(Stored items)
*** Begin section ***
PR #1983, opened 2024-08-08
feat(lint): remove duplicates from svelte imports

AntonioVentilii-DFINITY:
# Motivation

The package [eslint-plugin-import](https://github.com/import-js/eslint-plugin-import) provides some ESLint rules to format svelte imports. It is among the packages refered to in [typescript-eslint](https://github.com/typescript-eslint/typescript-eslint/blob/f335c504bcf75623d2d671e2e784b047e5e186b9/docs/getting-started/linting/FAQ.md#eslint-plugin-import).

For this iteration we will apply first only the rule [no-duplicates](https://github.com/import-js/eslint-plugin-import/blob/main/docs/rules/no-duplicates.md).

# Changes

- Install eslint-plugin-import among dev dependencies.
- Turn on the rule.
- Fix all issues raised by the new rule.

# Tests

The rule worked correctly when ran.


AntonioVentilii-DFINITY:
I am proposing to turn the parameter `prefer-inline` on, so that the type imports are merged with the normal imports. But since I have no strong opinion on it, I am happy to enforce the opposite (types separated from the rest).

❌ Invalid `["error", {"prefer-inline": true}]`

```js
import { CValue } from './papa-mia'
import type { CType } from './papa-mia'
```

✅ Valid with `["error", {"prefer-inline": true}]`

```js
import { CValue, type CType } from './papa-mia'
```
*** End section ***
Nothing but the lines from the start of the data through the line holding "provides some ESLint" should be restated, and each one exactly.

PR #1983, opened 2024-08-08
feat(lint): remove duplicates from svelte imports

AntonioVentilii-DFINITY:
# Motivation

The package [eslint-plugin-import](https://github.com/import-js/eslint-plugin-import) provides some ESLint rules to format svelte imports. It is among the packages refered to in [typescript-eslint](https://github.com/typescript-eslint/typescript-eslint/blob/f335c504bcf75623d2d671e2e784b047e5e186b9/docs/getting-started/linting/FAQ.md#eslint-plugin-import).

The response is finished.